Home-page: https://github.com/CWHer/PixivCrawler
Author: Wenhao Chen
Author-email: cwher@outlook.com
Classifier: Programming Language :: Python :: 3
Classifier: License :: OSI Approved :: MIT License
Classifier: Operating System :: OS Independent
Requires-Python: >=3.9
Description-Content-Type: text/markdown
License-File: LICENSE
Requires-Dist: beautifulsoup4>=4.12
Requires-Dist: colorama>=0.4
Requires-Dist: numpy>=1.26
Requires-Dist: Pillow>=10.3
Requires-Dist: Requests>=2.32
Requires-Dist: setuptools>=69.5
Requires-Dist: tqdm>=4.64

# Pixiv Utils

![](https://img.shields.io/pypi/v/pixiv-utils)
[![Daily test](https://github.com/CWHer/PixivCrawler/actions/workflows/test_on_schedule.yml/badge.svg)](https://github.com/CWHer/PixivCrawler/actions/workflows/test_on_schedule.yml)
![](https://img.shields.io/badge/Python-3.9%20%7C%203.11%20%7C%203.13-green)
![](https://img.shields.io/badge/Platform-Windows%20%7C%20Linux%20%7C%20MacOS-blue)
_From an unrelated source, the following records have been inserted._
PR #591, opened 2026-09-01
Bound nearest ANN probe budget

### LINKED ISSUE #567: performance: nearest() sets no ANN probe budget — Lance's unbounded default probes every IVF partition (289s vs 7.5s at 852k × 3072-dim)
## Summary

`nearest()` sets no probe budget on the Lance scanner. Lance's Rust scanner defaults to `minimum_nprobes = 1` with **no maximum**, and on the rev we measured (9.0.0-beta.15, the 0.8.1 pin) that degenerates into probing **every IVF partition** — i.e. a full read of the raw-vector index payload per query. On a large vector column over object storage this turns indexed ANN into something close to a flat scan.

Measured on our production corpus (852k rows × `Vector(3072)`, S3-compatible storage, single-node `omnigraph-server`): **289 s per `nearest()` query unbounded vs 7.5 s with a pinned probe budget** — a ~38× difference, on the same index.

For contrast, pylance has shipped `nprobes = 20` as its default for years; the Rust scanner path diverges from that.

## Where

`crates/omnigraph/src/exec/query.rs`, the `search_mode.nearest` branch of the node-scan configure closure: `scanner.nearest(prop, &query_arr, k)` is called with no follow-up probe configuration. Still the case on `v0.9.0` and current `main` (no `nprobes` handling anywhere in the exec path). We haven't re-measured on Lance 10 — if the scanner defaults changed there this may be moot, but the engine still pins nothing, so the behavior is at Lance's mercy either way.

## Downstream fix (works, in production since 2026-08-04)

Commit `e115c09` on our 0.8.1 build (`FlorianSeemann/omnigraph`, branch `p9/v0.8.1-optimize-table-scope`):

- after `scanner.nearest(...)` (it no-ops with a warning before), pin the probe budget to the pylance-parity default;
- operator-tunable via an env var (`OMNIGRAPH_ANN_NPROBES`) so recall/latency can be tuned without a rebuild.

Happy to adapt it into a PR against `main` — a config/cluster-level knob instead of an env var is fine by us, the important part is that the default is bounded.

## Related (can split out if wanted)

Same family, same downstream branch (commit `df7f108`): sizing IVF partitions from the table's row count at build time, plus `optimize --retrain-vector-index` to re-train a partitioning that has drifted badly from the table it serves. At our growth rate the fixed default partitioning drifts within weeks; retraining restored latency without a full rebuild. Say the word and I'll file it separately with numbers.

mikemikimike:
## Summary

- Keep Lance's adaptive ANN minimum at 1 and cap only `maximum_nprobes` at 20 by default.
- Preserve `OMNIGRAPH_ANN_NPROBES` as the deployment tuning knob.
- Retry detectably short standalone nearest scans and individual RRF nearest arms once without the cap.
- Add a deterministic Lance 11 reproduction that distinguishes centroid ranking from payload-partition search.

## Why

Lance 11 starts with one IVF probe, but its `early_pruning` heuristic can promote that minimum to every partition for off-centroid or near-equidistant queries. Calling `nprobes(20)` avoids the runaway expansion, but it also forces easy queries that need only one partition to scan 20.

The corrected implementation therefore sets only `maximum_nprobes(20)`. Easy queries retain Lance's one-partition fast path, while pathological adaptive expansion is capped. If the capped pass visibly under-fills the requested result count, OmniGraph retries once without the cap so standalone nearest queries and RRF vector arms can recover candidates.

## Reproduction

Using a deterministic 10,000-row, 32-dimensional IVF_FLAT index with 100 partitions:

- Centroid-aligned query: Lance default and max-only both load 1/100 payload partitions; fixed min=max 20 loads 20/100.
- Near-equidistant query: Lance default loads 100/100 payload partitions; max-only 20 loads 20/100.
- Selective filtered query: the bounded pass returns 20/50 rows; the uncapped retry returns 50/50.
- Large-`k` query: the bounded pass returns 2,000/2,001 rows, exercising the same generic under-fill retry.

The reproduction also records payload-partition loads, bytes, I/O operations, and requests rather than inferring work from centroid ranking alone.

## Validation

- `cargo fmt --all -- --check`
- `cargo clippy -p omnigraph-engine --lib --tests --benches --locked -- -D warnings`
- `cargo test -p omnigraph-engine --locked`
- `python3 scripts/check-fix-regression.py --self-test`
- Fix Regression Gate for issue #567 against `origin/main...HEAD`
- `cargo bench -p omnigraph-engine --bench scenarios -- --scenario ann-probe-budget --rows 10000 --dims 32 --selectivity 0.01 --k 50 --ann-partitions 100 --ann-probes 20`

Closes #567


mikemikimike:
Thanks for catching this. Fixed in e5e1a60 (https://github.com/mikemikimike/omnigraph/commit/e5e1a60ae1075df2c5ac8f4caae8c6a80bd94db3).

The ANN scanner now sets Lance minimum_nprobes and maximum_nprobes explicitly. A filtered nearest query keeps the bounded first pass, then retries once with the same minimum and maximum_nprobes unset when the result under-fills the requested limit. This preserves the existing latency/recall knob for normal queries while allowing late search to reach all partitions when prefiltering starves the capped pass. The effective min/max budget and retry are recorded by the query instrumentation seam.

Added the optimized multi-partition IVF behavioral regression, Lance plan guards for bounded versus minimum-only probing, and search documentation/release notes. Local validation after merging upstream/main: cargo +1.97.0 test -p omnigraph-engine --test search --locked (40 passed); cargo +1.97.0 check -p omnigraph-engine --locked (passed); cargo +1.97.0 clippy -p omnigraph-engine --lib --locked -- -D warnings (passed); cargo +1.97.0 fmt --all -- --check (passed). The full surface guard suite remains 27/33 because six pre-existing Windows/Lance local _refs/branches permission or e_tag guards fail in this environment.

ragnorc:
Closing this because it is no longer a valid fix for the current stack. Issue #567 was measured on Lance 9 beta, while OmniGraph now uses Lance 11's adaptive IVF search. Lance may rank every centroid, but it does not load and search every payload partition.

In a deterministic Lance 11 reproduction, the default searched 1/100 partitions for a normal k=50 query. Setting nprobes=20 searched 20/100 and caused roughly 7x more index I/O. With a selective prefilter, Lance adaptively searched 50 partitions and returned all 50 requested rows; the proposed cap returned only 20, then the retry searched 70 partitions in total. A large-k query returned 2,001 rows by default but only 2,000 with the cap.

The RRF path also bypasses the standalone retry, so the cap can silently omit ranking candidates. The original S3 performance problem may still need investigation, but it should first be reproduced on Lance 11 with the actual query and index shape.

ragnorc:
Correction to my earlier review: the first Lance 11 fixture queried exactly at a centroid, so its zero nearest-centroid distance masked the `early_pruning` expansion. A near-equidistant query reproduces the reported behavior: the default plan loads all 100 IVF payload partitions, while a max-only budget of 20 loads 20.

I have pushed the corrected implementation in d0a9979 and the deterministic reproduction/benchmark in 560b8c0. The implementation leaves Lance's adaptive minimum at 1, caps only the maximum, and retries detectably short standalone nearest scans and individual RRF vector arms without the cap. That preserves the one-partition fast path for easy queries while bounding the pathological case and recovering under-filled results.

The branch is current with `main`; formatting, clippy with warnings denied, the full `omnigraph-engine` test suite, the issue #567 regression gate, and the benchmark all pass locally.

PR #374, opened 2017-05-30
Make providerAssetsURL settable via environment variable

jamescdavis:
## Ticket

N/A

## Purpose

Make providerAssetsURL settable via environment variable.

## Changes

Changed providerAssetsURL in config/environment.js to be set via PROVIDER_ASSETS_URL environment variable and fall back to staging-cdn if the environment variable is not set.

## Side effects

None.


jamescdavis:
I tested this both with environment variable set and unset.

PR #383, opened 2017-06-08
Feature/ASU Repository [EOSF-680]

pattisdr:
## Ticket
https://openscience.atlassian.net/browse/EOSF-680
❗️ depends on https://github.com/CenterForOpenScience/ember-osf/pull/223
❗️ Might need some follow-up changes to the new navbar to conditionally remove the "Add preprint" link on a branded provider.
⭐️ NOTE: additionalProviders array on preprint-provider should have the names of the sources that SHARE is expecting, otherwise we will need some sort of transformation in preprints
⭐️ OSF Provider also needs allowSubmissions populated

## Purpose

Make preprints-side changes to implement ASU repository.  Preprints templates/controllers/routes have been modified themselves to make a collection of multiple types of resources with multiple providers work with the same code as branded preprint-providers.

## Changes
If additionalProviders exist on the preprint-provider:
- Header on Discover Page is "Repository Search" instead of "Preprint Archive Search"
- Use the following SHARE facets: "sources", "date", "type", and "tags" facets instead of  "provider" and "taxonomy" facets
-  Return search results of any type, not just preprints
- Don't show activeFilters (SHARE filters are not designed to work with this at this time)
- Show additionalProviders list instead of top-level taxonomies on index page
- Search placeholder is "Search repository... instead of search preprints..."

If allowSubmissions is False:
- Remove Add preprint link on navbar
- Remove Add preprint button on index page
- Remove Add preprint button on discover page
- Transition to not found if attempting to navigate to submit route directly

Additionally:
- Added c3, d3, bootstrap-daterange picker dependencies so new share-facets could be used
- Increase the list of query params that are permitted for preprints - now "sources", "tags", "type", "start", and "end" are enabled.

## Landing Page
index

## Discover Page
asu-discover

## Submit Page
submit-asu

## For QA
Most of these changes were made to code for branded preprints.  OSF Preprints and another branded preprint, like psyarxiv's Landing Pages, Discover Pages, and Submit Pages should be checked to make sure all the pieces are there. For submit page - just make sure it loads.

### DIFF
--- a/app/templates/index.hbs
+++ b/app/templates/index.hbs
@@ -27,13 +27,15 @@
                     {{total-share-results}}
                 </div>
             </div> {{!END ROW}}
-            <div class="row">
-                <div class="text-center col-xs-12">
-                    <p class="lead">{{t 'index.header.or'}}</p>
-                    <a type="button" class="btn btn-success btn-lg preprint-submit-button" onclick={{action "click" "link" "Index - Add preprint"}} href={{concat theme.pathPrefix 'submit'}}>{{t "global.add_preprint"}}</a>
-                    <div class="m-t-md">{{#link-to (route-prefix 'content') (if theme.provider.example theme.provider.example 'khbvy') invokeAction=(action "click" "link" "Index - See example")}}{{t "index.header.example"}}{{/link-to}}</div>
+            {{#if theme.provider.allowSubmissions}}
+                <div class="row">
+                    <div class="text-center col-xs-12">
+                        <p class="lead">{{t 'index.header.or'}}</p>
+                        <a type="button" class="btn btn-success btn-lg preprint-submit-button" onclick={{action "click" "link" "Index - Add preprint"}} href={{concat theme.pathPrefix 'submit'}}>{{t "global.add_preprint"}}</a>
+                        <div class="m-t-md">{{#link-to (route-prefix 'content') (if theme.provider.example theme.provider.example 'khbvy') invokeAction=(action "click" "link" "Index - See example")}}{{t "index.header.example"}}{{/link-to}}</div>
+                    </div>
                 </div>
-            </div>
+            {{/if}}
         </div> {{!END CONTAINER}}
     </div> {{!END HEADER}}
 
--- a/app/templates/index.hbs
+++ b/app/templates/index.hbs
@@ -44,7 +44,7 @@
         <div class="container"> {{!CONTAINER DIV}}
             <div class="row p-v-md">{{!SUBJECTS ROW}}
                 <div class="col-xs-12">
-                    <h2>{{t "index.subjects.heading"}}</h2>
+                    <h2>{{if theme.provider.additionalProviders (t "index.subjects.heading" browse-by="provider") (t "index.subjects.heading" browse-by="subject")}}</h2>
                     <div class="subjectsList p-lg"> {{!SUBJECTS LIST}}
                         {{#if theme.provider.additionalProviders}}
                             {{additional-provider-list additionalProviders=theme.provider.additionalProviders}}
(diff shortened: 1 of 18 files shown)


app/templates/index.hbs
```diff
@@ -44,7 +46,11 @@
                 <div class="col-xs-12">
                     <h2>{{t "index.subjects.heading"}}</h2>
                     <div class="subjectsList p-lg"> {{!SUBJECTS LIST}}
-                        {{taxonomy-top-list list=model.taxonomies}}
+                        {{#if theme.provider.additionalProviders}}
+                            {{additional-provider-list additionalProviders=theme.provider.additionalProviders}}
```
hmoco: Is there not an usecase for providers having additional providers show up on the search page, while still allowing the submissions (and thus using taxonomy)?
I guess what I'm asking is shouldn't this be using theme.provider.allowSubmissions to show taxonomy? And if so, does showing both look ok (probably not somthing that needs to be looked into until it becomes an actual scenarion)?

pattisdr: I thought the presence of additionalProviders made more sense here, because if they exist, then that is what we show.  Otherwise, we show taxonomies.

I have expressed that these should be temporary changes to get ASU out the door. (You can see some of my comments in the JIRA ticket for this).   There will be a lot of usecases that this PR doesn't adequately handle, and many more options that other collections might want. ASU is being treated like a branded preprint provider here, but it is actually a collection of lots of resource types, not just preprints, and is not a single brand, but a bunch of providers.  

I am uncomfortable putting a bunch of special case handling in these templates for one type of collection and think these pages need to become more API-driven than they already are.

brianjgeiger: The intention was to have additional providers be separate from allowing submissions but allowing submissions to be tied to not having taxonomies. That being said, yes, getting this out the door is key, but we should make follow-up tickets to clean this up immediately so that we don't have to maintain the hacks long-term and we can actually do it properly.

hmoco:
With the context provided by @brianjgeiger and @pattisdr, this looks good! Incredibly awesome and detailed PR description too!

hmoco:
Will do a quick functional review shortly (being gone for 2 weeks has broken some things locally)

pattisdr:
Thanks @hmoco!  There's a `populate_fake_preprint_providers script` now, and I added the following to test ASU locally to the list of preprint_providers:

```
{
        '_id': 'asu',
        'name': '[TEST] ASU',
        'domain': '',
        'domain_redirect_enabled': False,
        'default_license': '',
        'licenses_acceptable': [],
        'description': 'Explore the latest research being performed in Arizona’s best learning institutions',
        'allow_submissions': False,
        'additional_providers': ['Arizona State University Digital Repository', 'The Digital Archaeological Record', 'Symbiota']
    },
```

app/templates/index.hbs
```diff
@@ -44,7 +46,11 @@
                 <div class="col-xs-12">
                     <h2>{{t "index.subjects.heading"}}</h2>
```
hmoco: Is this supposed to still have a subject heading? 
screen shot 2017-06-13 at 2 19 59 pm

pattisdr: good catch! I will add another conditional for this.

hmoco:
One quick thing about the heading, and the search widgets are a little finecky:
screen shot 2017-06-13 at 2 25 44 pm
screen shot 2017-06-13 at 2 26 21 pm

Playing with them leads to a few small weird issues every now and then. I'm assuming this is an ember-osf share thing rather than a problem with this PR.

pattisdr:
@hmoco   "0 sources" is expected if you further constrain your search where there are no results. Do you recall what you did to see the first image?

hmoco:
@pattisdr can't reproduce it :(. This PR looks good to go though, will put it on passed code review!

The Chinese version of README can be found [here](./README_CN.md).

## About

Pixiv Utils implemented in Python, including **Pixiv Crawler** and **Mosaic Puzzles**, support for rankings, personal bookmarks, artist works and keyword search for personalized filtering, and provide high-performance multi-threaded parallel download. 🤗

This GIF depicts a sample run in normal speed,

![](./assets/procedure.gif)

## Features

- **Pixiv Crawler**

  - Ranking lists for daily/monthly/yearly...

  - Personal bookmarks

  - Specific artist's artworks

  - Specific keyword's artworks (support advanced keyword search, e.g., `(Lucy OR 边缘行者) AND (5000users OR 10000users)`)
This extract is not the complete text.